Stored data:
PR #1181, opened 2026-07-29
Add opt-in OpenAI dictation quality feature

tishmen:
## Summary

- add a disabled-by-default `dictation-capture-quality` Linux feature
- request stereo capture with Chromium echo cancellation, noise suppression, and AGC disabled
- route completed WebM/Opus recordings through a main-process bridge to the user's own OpenAI API key using `gpt-4o-transcribe` and `language=en`
- keep the key in Secret Service and out of the renderer, source, environment, and logs
- restrict paid requests to primary Codex windows, allow one request at a time, bound payload size/time, and sanitize upstream errors
- declare the feature's conflict with `conversation-mode` and native `secret-tool` dependencies where package names are portable

## Why

On the affected Linux microphone path, controlled capture comparisons isolated Chromium WebRTC processing as the major accuracy regression. The clean stereo capture produced accurate transcription, while Codex's normal processed path did not. Codex's built-in streaming route also cannot use the user's selected API key, model, and fixed English hint.

This remains opt-in because it changes capture processing, disables the built-in streaming route, sends completed audio to the user-billed OpenAI Audio Transcriptions API, and is intentionally English-only and batch-only.

## Security and support boundaries

The renderer can only pass bounded base64 WebM data through the existing trusted bridge. The main process checks the originating primary window, canonical base64, MIME type, size, and EBML signature before reading the Codex-owned Secret Service credential. It uses a fixed OpenAI endpoint/model/language, never returns upstream bodies, combines caller cancellation with a 120-second timeout, and clears mutable audio/secret buffers best-effort.

Debian and pacman packages declare the portable `secret-tool` provider dependency. RPM, AppImage, and other self-built installs must provide `/usr/bin/secret-tool` and an unlocked Secret Service implementation, as documented.

## Validation

- `node --test linux-features/dictation-capture-quality/test.js` — 20/20 passed
- `node --test linux-features/*/test.js` — 849 passed, 1 intentional skip, 0 failed
- `node --test scripts/patch-linux-window-ui.test.js` — 403/403 passed
- `node --test scripts/lib/linux-features.test.js` — 28/28 passed
- `CODEX_DMG_REFRESH_MODE=pinned make build-app` — accepted with zero blockers or warnings; both feature descriptors applied to Codex 26.721.81911 / Electron 42.3.0
- staged diff and syntax/JSON checks passed; no credential-shaped strings found

### DIFF
--- a/linux-features/dictation-capture-quality/README.md
+++ b/linux-features/dictation-capture-quality/README.md
@@ -1,0 +1,91 @@
+# OpenAI Dictation Quality
+
+Opt-in Linux dictation that uses a verified clean capture path while keeping the
+user's OpenAI API key out of the renderer, source tree, package, environment,
+and logs.
+
+The feature changes only the existing Codex composer dictation path:
+
+- requests two-channel audio;
+- disables Chromium echo cancellation, noise suppression, and automatic gain
+  control;
+- disables Codex's built-in streaming transcription so it cannot bypass this
+  feature's OpenAI batch endpoint;
+- passes base64 WebM audio through Codex's trusted `vscode://codex` bridge;
+- accepts bridge calls only from primary Codex windows and permits one paid
+  transcription request at a time;
+- retrieves a Codex-owned key from the freedesktop.org Secret Service in the
+  Electron main process;
+- sends the unchanged WebM/Opus recording to OpenAI with
+  `model=gpt-4o-transcribe` and `language=en`.
+
+The key is never sent to the webview. Before opening Secret Service or making a
+network request, the bridge checks the caller, canonical base64 encoding,
+declared WebM/Opus MIME type, 25 MiB size limit, and WebM EBML signature. The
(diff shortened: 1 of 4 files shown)


ilysenko (changes requested):
Thanks for the careful implementation and thorough feature-local tests. I found two blockers:

1. The demonstrated audience is currently too narrow for permanent repository ownership: this combines device-specific capture constraints with an English-only, user-billed BYO-key transcription path, without linked multi-user/device evidence. Please keep it under `linux-features/local/` for now, or demonstrate broader reusable demand and separate the capture-quality concern from the BYO-key transcription product.
2. Cancellation is not wired through the production renderer/main bridge. The renderer posts without a signal, the current dispatcher does not inject one, and the test passes a signal directly to the raw handler. As a result, abandoned paid uploads can continue until timeout and hold the global slot. Please wire real lifecycle cancellation and cover the full bridge path end-to-end.

ilysenko:

Issue #1171, opened 2026-07-29
[Bug] Clicking the GNOME dock/application icon after hiding to tray triggers a conflict and breaks the running instance


Naerelyth:
1## Environment

- OS: Fedora Linux
- Desktop: GNOME 50.3
- Session: Wayland
- Electron: 42
- Tested independently with:
  - **AppImage installed through Gear Lever**
- Build command:
  ```bash
  PACKAGE_WITH_UPDATER=0 make build-app
  make appimage
  ```

## Description

When the main window is closed, the application correctly hides to the tray. Clicking the tray icon restores the window as expected.

However, clicking the application's `.desktop` icon from the GNOME application overview or a pinned dock/panel icon does not reliably restore the existing window.

## Reproduction steps

1. Build and install the AppImage through Gear Lever.
2. Start ChatGPT Desktop from its `.desktop` entry.
3. Close the main window so it hides to the tray.
4. Click the ChatGPT icon from the GNOME application overview or dock.
5. Observe the application window state.

~The same behavior was reproduced independently with the RPM package.~

## Actual behavior

After the second click:

- The existing window remain hidden and may become unhealthy.
- The running instance reports various errors.

<img width="800" alt="Image" src="https://github.com/user-attachments/assets/ead052c9-85a2-4ebc-af35-df71608b9fb8" />

- PID, socket, and webview state may be removed or replaced.
- The application may recover after relaunching or manually deleting:

```bash
rm -rf \
  ~/.config/codex-desktop \
  ~/.local/state/codex-desktop \
  ~/.cache/codex-desktop \
  ~/.config/codex-update-manager \
  ~/.local/state/codex-update-manager \
  ~/.cache/codex-update-manager
```

## Expected behavior

Clicking the application icon after hiding the window to the tray should:

- Reuse the existing Electron instance.
- Restore and focus the existing window.
- Preserve the existing webview server, PID marker, socket, and application state.
- Treat different temporary AppImage mount points as the same installation.
- Avoid destructive cleanup of the running instance.

ilysenko:
Thank you for the report. I am investigating this now.

ilysenko:
Thanks again for the detailed report. After investigating, this appears to be a very narrow AppImage/Gear Lever case: a second activation can use a different transient FUSE mount for the same AppImage.

Handling that generically in core would add substantial process-discovery and state-reconciliation complexity to an already complex launcher, so we are not going to land a broad launcher change from the maintainer side right now.

[...]

PR #1183, opened 2026-07-29
fix: restore AppImage window from desktop activation

Naerelyth:
closes：#1171

## Summary

- Fix AppImage desktop activation after the main window is closed to the tray.
- Handle Gear Lever launches where the same AppImage is started from a new FUSE mount: identify the resident process through the stable `APPIMAGE` path rather than the mount-specific Electron path.
- Send desktop activation to the resident launch-action socket before launcher state reconciliation can discard that socket.
- Normalize desktop activation to `--show` and serialize launch actions to prevent concurrent activation handling from corrupting the running instance.
- Preserve app-id and side-by-side instance isolation.

## Validation

- Manually built the AppImage and tested on Fedora GNOME with Gear Lever integration:
  - Close the window to the tray.
  - Restore it through the Applications overview and a pinned dock/panel icon.
  - Repeated activations restore the existing window without creating or corrupting a second instance.
- `git diff --check`
- Shell syntax checks for the launcher and smoke scripts.
- Targeted launch-action patch test:
  - `node --test --test-name-pattern='adds Linux launch actions through current setSecondInstanceArgsHandler bundle' scripts/patch-linux-window-ui.test.js`
- Launcher window-reopen integration test is present, but was skipped locally because the environment does not provide `pidfd` support.
- Full CI has not been run locally.

## Checklist

- [x] This does not fix upstream DMG drift.
- [x] I reviewed the final diff with my coding agent, addressed the findings, and reran the relevant targeted tests.


ilysenko (changes requested):
Thanks for working on the AppImage remount case. The stable `APPIMAGE` identity and explicit `--show` action are useful building blocks, but the current implementation still has several merge blockers.

1. The new socket-first path runs before resident identity, cross-install, and webview health checks. Any socket returning `ok` can swallow a cold launch, including a stale/unowned listener or another installation with the same app id. This already breaks the focused warm-start recovery test: the launcher exits before Electron starts. It also bypasses `recover_unhealthy_running_app`.

2. Cross-mount discovery and recovery use different identity rules. `pid_matches_running_app` accepts a resident through the stable `APPIMAGE` path, but `terminate_stale_electron_with_pidfd` still requires the executable from the current temporary mount. If the socket is unavailable and the webview is unhealthy, the resident is detected but cannot be recovered safely.

3. The serialized action callbacks no longer preserve the previous fallback-on-error behavior. When window creation, navigation, focus, or `--show` rejects, the error is reported but the upstream focus fallback is not invoked.

4. The required regression coverage is currently broken:
   - the reopen harness checks `SECOND_LOG`, while the launcher writes the message to `APP_LOG`;
   - it invokes `start.sh` without `--show` but expects the socket payload to be `["--show"]`;
   - the socket-first exit prevents the mutation test from reaching its mutation;
   - the generated-handler smoke assertion still expects the old handler shape.

A simpler and safer implementation would reuse the existing verified warm-start path instead of adding a second IPC path:

- Remove the unconditional pre-reconciliation socket handoff.
- Keep the existing sequence: detect the resident, verify identity and webview health, perform recovery when needed, and only then use the launch-action socket.
- Preserve the exact executable-path check as the fast path for native packages. Only read `APPIMAGE` and additional `/proc/<pid>/environ` data when the executable path differs because of an AppImage remount.
- Use one resident-identity contract for discovery, active-state checks, cross-install protection, IPC handoff, and pidfd termination.
- Keep the AppImage desktop `--show` action, but retain the activation queue only if a behavioral test demonstrates the concurrent-action race. If the queue remains, rejected actions must still run the previous fallback.

This should also avoid adding startup latency. The current early socket attempt can start Python and wait for up to one second before falling back when a stale or unresponsive socket exists. The current shared matcher also adds environment reads to the normal fixed-path case. Both costs can be avoided with the fast-path/fallback structure above.

Please add focused behavioral coverage for:

- an unowned or stale socket during the first cold launch;
- a different AppImage file using the same app id;
- the same AppImage file mounted at a different `APPDIR`;
- a remounted resident with an unhealthy webview or missing socket;
- the production-equivalent `AppRun --show` path;
- overlapping activation requests and fallback after a rejected action.

Please also verify the complete change against [CONTRIBUTING.md](https://github.com/ilysenko/codex-desktop-linux/blob/main/CONTRIBUTING.md). Before pushing the next update, run the relevant tests locally and perform an independent review of the complete diff with a local LLM. After updating the PR, wait until every required CI check has completed successfully before requesting maintainer review or merge.

PR #1184, opened 2026-07-29
Keep current feature composition idempotent on second pass

PinguuSS:
## Summary

- keep current core and enabled Linux feature descriptors idempotent when a fully composed ASAR is processed again
- fail candidate acceptance when a grouped Chrome runtime write cannot prove that rollback restored the original bytes
- keep optional `frameless-titlebar` composition knowledge inside the feature, using runner-validated descriptor metadata and stable core completion markers as the generic seam
- reject partial titlebar, safe-area, external-open, generated-settings, and Chrome completion states without accepting damaged bytes
- keep the new Chrome, generated-settings, and cross-feature composition coverage in owner-focused suites
- keep the 26.727 comma-separated open-target declaration scoped to its exact `fileManager` binding so the first pass does not rewrite the preceding Emacs target and the second pass remains byte-identical

## Invariant

A second full descriptor pass over a complete composed app applies zero descriptors and preserves every asset byte-for-byte. Mixed, damaged, or unverified rollback states remain byte-identical when possible and otherwise fail candidate acceptance.

## Base and upstream identity

- Merge base and current `origin/main`: `689fc5b138c2e9b33a64e4b6d3d66410f173930f`
- Head: `eae84f0b0aecf422b0cd289743b75197527ca343`
- ChatGPT Desktop: `26.727.40816`
- Electron: `42.3.0`
- DMG SHA-256: `fb93a239c811c7639cf45a90ff36c262fa0290640140cd12da3fdc60b62255ae`
- DMG size: `609303023`

The original 16 commits were rebased without conflicts. `git range-diff` reports all 16 as equivalent; `eae84f0` is the only new commit and is limited to the 26.727 open-target declarator boundary plus its regression test.

## Current-DMG evidence

The final side-by-side build completed successfully with these ten enabled features:

- appshots
- codex-wrapper-updater
- frameless-titlebar
- open-target-discovery
- persistent-status-panel
- record-and-replay
- remote-control-ui
- remote-mobile-control
- ui-tweaks
- x11-ewmh-computer-use

The first 26.727 probe exposed a real second-pass mutation: open-target discovery rewrote the preceding Emacs Linux property on pass one and the intended file-manager property on pass two. The final head scopes the declaration block to the exact `fileManager` binding.

On the rebuilt final candidate, a full second pass reported:

- `129 already-applied`
- `0 applied`
- `5 skipped-optional`
- zero integrity failures
- tree hash before: `c19786504ac3070531a8b293ad893563f35fc32c6bb7170fe3902f8718bcf4f7`
- tree hash after: `c19786504ac3070531a8b293ad893563f35fc32c6bb7170fe3902f8718bcf4f7`

The Emacs target remained unchanged and the intended file-manager target contained the Linux discovery implementation after both passes.

Candidate acceptance correctly returned `rejected` because three enabled opt-in descriptors have independent current-DMG drift:

- `feature:ui-tweaks:appearance-dock-icon-main-process`
- `feature:record-and-replay:record-replay-dictation-transcript`
- `feature:record-and-replay:record-replay-global-dictation-transcript`

The decision also records two non-blocking core warnings: `linux-bundled-plugin-copy-permissions` and `linux-computer-use-ui-availability`. This PR does not retarget those unrelated current-DMG surfaces or weaken enabled-feature acceptance.

No candidate was promoted or installed.

## Validation

- focused and surrounding Node suites: 588 passed, 0 failed
- `cargo test -p codex-update-manager`: 334 passed
- `bash tests/scripts_smoke.sh`: passed
- second-pass patch report validation: passed for the upstream-build profile
- `git diff --check origin/main...HEAD`: passed
- final `git range-diff`: original 16 commits equivalent, one scoped 26.727 follow-up commit

## Review follow-up

The maintainer completion-state findings and later independent-audit findings remain addressed:

- titlebar completion validates the helper, primary branch, zoom owner/consumer, and native-theme sync owner/consumer
- safe-area completion validates all insets, slot/padding consumers, browser gate, and Linux chrome mapping
- external-open completion validates both current core-owned targets
- feature composition authorization is derived only from an active descriptor plan with a valid owner, matching phase, later order, and exactly one delegate
- transactional rollback integrity is an engine-level `failed-integrity` blocker independent of descriptor policy
- generated Linux Settings validates all four rendered toggles and the build-info panel consumer
- report-level mutations cover complete-owner deletion, restored consumers, unauthorized/inactive delegates, enabled-feature rejection, and byte preservation

## Scope

No generated app, package, updater state, or daily-driver installation is committed or modified. The three independent enabled-feature drifts listed above remain out of scope and visible in the candidate-acceptance result.


ilysenko (changes requested):
Thanks for the work on this. Centralizing the Chrome multi-asset operation and separating its transactional write/rollback logic is a good architectural direction. The blockers are the new completion-marker paths used by the titlebar and safe-area patches.

`applyLinuxNativeTitlebarPatch()` currently treats one marker plus the helper function as proof that the required patch is complete. On the current PR head, removing the patched Linux zoom consumer while preserving the marker produces no warning: the required `linux-native-titlebar` descriptor is reported as `already-applied`, and `criticalFailuresFromReport()` remains empty.

`applyLinuxWindowControlsSafeAreaPatch()` has the same underlying problem: one marker causes an immediate return without verifying the inset, slot property, and padding consumers. Marker presence proves only that a patch ran previously; it does not prove that the current bytes still satisfy its contract.

Please add report-level regressions that preserve each marker while damaging a required consumer, and verify that these states cannot be reported as successfully applied.

A simpler architecture would be to extend the existing descriptor runner into the single source of truth for the complete patch plan, instead of adding separate completion protocols inside individual patches. Most of the required infrastructure already exists in the runner, descriptors, feature registry, patch report, and candidate acceptance logic.

The global patch plan could use:

- the current upstream identity: app version, DMG SHA-256, and Electron version;
- the Linux target and enabled feature set;
- a fingerprint of the exact registered descriptor plan;
- final hashes of every modified asset.

After a successful full pass, the runner could store that information in the patch report or a dedicated patch-state manifest. On a later invocation:

- if the upstream identity, patch-plan fingerprint, enabled features, and all final asset hashes match, skip the complete plan as already applied;
- if state exists but any final hash differs, treat the candidate as modified or damaged and rebuild from the fresh DMG instead of guessing which patches should be reapplied;
- if no state exists, require a fresh current-DMG input, run one ordered transactional pass, validate the final result, and then write the state.

The DMG version should be used for identity and diagnostics, not for compatibility branches. This repository supports only the latest upstream DMG, so the global patcher should not retain old-version patch paths.

Individual descriptors should still own their current-DMG transforms and validation rules, but they should not independently decide that a fully composed app is valid solely because a local marker remains. Enabled features would participate automatically through the existing feature descriptor registry and would be included in the global plan fingerprint.

If full-plan re-entry is not required by a real production workflow, an even simpler contract would be:

`fresh current DMG -> one ordered descriptor pass -> final validation -> candidate acceptance`

Per-patch idempotency can remain, while mixed or previously composed input is rejected rather than supported through increasingly complex marker state machines. The Chrome transactional write and verified rollback protection should remain because it protects a real first-pass failure path.

Please verify the update against [CONTRIBUTING.md](https://github.com/ilysenko/codex-desktop-linux/blob/main/CONTRIBUTING.md), run the relevant tests locally, run an independent complete-diff review with a local LLM, and wait for every required CI check to complete successfully before requesting another maintainer review or merge.

Yo-DDV (changes requested):
Thanks for the work here. One additional blocking false-completeness case remains in the external-open path, separate from the titlebar and safe-area findings already raised.

`hasCompleteLinuxExternalOpenEnvPatch()` validates only the target markers that are still present; it does not prove that every current core-owned target still has a marker. Starting from a fully patched source with two external-open targets, restoring one entire marker-plus-wrapper expression to a plain `require("electron")` while leaving the other target and helper intact still reports the patch complete. The descriptor can therefore return `already-applied` for a partially restored core asset.

The existing regression removes a wrapper while preserving its marker, so it does not cover disappearance of a complete target. Please validate the expected semantic owners or otherwise prove that every current target is present and wrapped, then add a report-level mutation test that removes one full marker-plus-wrapper target and confirms the state cannot be accepted as successfully applied.

@ilysenko, this is independent of the two marker-completeness blockers in the current maintainer review. It should remain blocking unless the proposed global patch-plan validation supersedes the local completion check and covers this restoration case.

PinguuSS:
@ilysenko I addressed the completion-state blockers and the follow-up audit findings in e5b4da0.

- Titlebar completion now validates the helper default, primary and zoom consumers, and the native-theme sync path; partial first-pass mutations are atomic.
- Safe-area completion validates every inset owner plus the slot, padding, and header consumers, including non-numeric restored owners.
- External-open completion validates both current core-owned targets.
- Feature composition is delegated through descriptor metadata and a runner-derived owner allowlist; core no longer contains frameless feature knowledge.
- Transactional rollback integrity is now a generic engine-level failed-integrity blocker, independent of descriptor policy.
- Report-level regressions cover damaged native and delegated states, unauthorized delegates, enabled-feature rejection, and byte preservation.

Validation:

- All required GitHub checks passed: Rust and Smoke Tests, Debian, RPM, Pacman, Nix, and the current upstream DMG build.
- Local Node suite: 1,354 passed, 0 failed; one host-inotify-limited watcher test was skipped.
- Local Rust suite: 334 passed.
- Local scripts_smoke: passed.
- Current-DMG second pass with 10 enabled features: 134 already-applied, only linux-bundled-plugin-copy-permissions skipped-optional, zero integrity findings, and identical tree hash 2b9e660c0115faa93d71f0e11151c5504a2c51aa9cedc0fb0a312f293ba1158d.
- Independent complete-diff correctness/security and maintainability reviews found zero P0-P2 blockers.

The PR is ready for another maintainer review.

PinguuSS:
Updated this PR to `origin/main@689fc5b` and pushed `eae84f0`.

- The original 16 commits rebased without conflicts and remain equivalent in `git range-diff`.
- The first 26.727 second-pass probe exposed a real current-bundle issue in `open-target-discovery`: the comma-separated `fileManager` declarator included the preceding Emacs target, so pass one rewrote Emacs and pass two rewrote the intended target.
- `eae84f0` scopes the block to the exact binding while keeping helper insertion at statement scope, with a 26.727 regression fixture.
- Final real-candidate second pass with 10 enabled features: 129 `already-applied`, 0 `applied`, zero integrity failures, and identical tree hash `c19786504ac3070531a8b293ad893563f35fc32c6bb7170fe3902f8718bcf4f7` before/after.
- Local validation: 588 Node tests passed, updater Rust tests 334 passed, and `tests/scripts_smoke.sh` passed.
- All six required GitHub checks passed on the new head.

The local candidate build succeeded, but acceptance correctly remained `rejected` for three independent enabled-feature drifts on 26.727 (`ui-tweaks` Dock icon and two Record & Replay dictation descriptors). This PR does not retarget or suppress those unrelated blockers; the updated PR body records them explicitly.

ilysenko (approved):
Final maintainer review complete on 063f042d. All blocking completion, composition, and integrity findings are fixed; independent full-diff reviews are clean and all required checks pass.

PR #1197, opened 2026-08-01
Fix Chrome plugin installation cache collision

ilysenko:
## Summary
- keep the Linux Chrome runtime fallback outside the app-managed plugin cache so plugin installation cannot replace the files used by the launcher
- support the current upstream `extension-ids.json` metadata shape
- harden the official installed Chrome plugin cache before native-host registration
- make the generated native-host wrapper prefer the trusted official app-server plugin host so its executable identity matches the v2 registry entry, with the Linux runtime copy retained as a safe fallback
- add regression coverage for cache replacement, current extension metadata, permissions, and registered-host identity selection

## Tests/checks run
- `node --test scripts/patches/impl/chrome-plugin.test.js`
- `TMPDIR=/tmp node --test scripts/patch-linux-window-ui.test.js`
- `tests/scripts_smoke.sh` (using BusyBox `stat` first on PATH because the host uutils `stat` hangs)
- `TMPDIR=/tmp ./install.sh ./Codex.dmg`

## Notes / risks
- The original install failure was caused by the launcher runtime sharing the cache subtree replaced by app-server during plugin install.
- The later Chrome connection failure had two parts: writable cache-directory permissions rejected by the native host, followed by the launcher executing the fallback host while the app-server v2 registry referenced the official cached host. The wrapper now selects that registered official host only after validating and hardening its path; otherwise it falls back safely.
- Chrome integration remains optional and disabled by default.
- Draft only; do not merge yet.


ilysenko:

ilysenko:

> [WHAT THIS TASK INVOLVES]: Copy the lines above exactly, beginning at the line that has "The final side-by-side" and stopping after the line that has "The Emacs target", and omit the rest.

> [ANSWER SECTION]:
The final side-by-side build completed successfully with these ten enabled features:

- appshots
- codex-wrapper-updater
- frameless-titlebar
- open-target-discovery
- persistent-status-panel
- record-and-replay
- remote-control-ui
- remote-mobile-control
- ui-tweaks
- x11-ewmh-computer-use

The first 26.727 probe exposed a real second-pass mutation: open-target discovery rewrote the preceding Emacs Linux property on pass one and the intended file-manager property on pass two. The final head scopes the declaration block to the exact `fileManager` binding.

On the rebuilt final candidate, a full second pass reported:

- `129 already-applied`
- `0 applied`
- `5 skipped-optional`
- zero integrity failures
- tree hash before: `c19786504ac3070531a8b293ad893563f35fc32c6bb7170fe3902f8718bcf4f7`
- tree hash after: `c19786504ac3070531a8b293ad893563f35fc32c6bb7170fe3902f8718bcf4f7`

The Emacs target remained unchanged and the intended file-manager target contained the Linux discovery implementation after both passes.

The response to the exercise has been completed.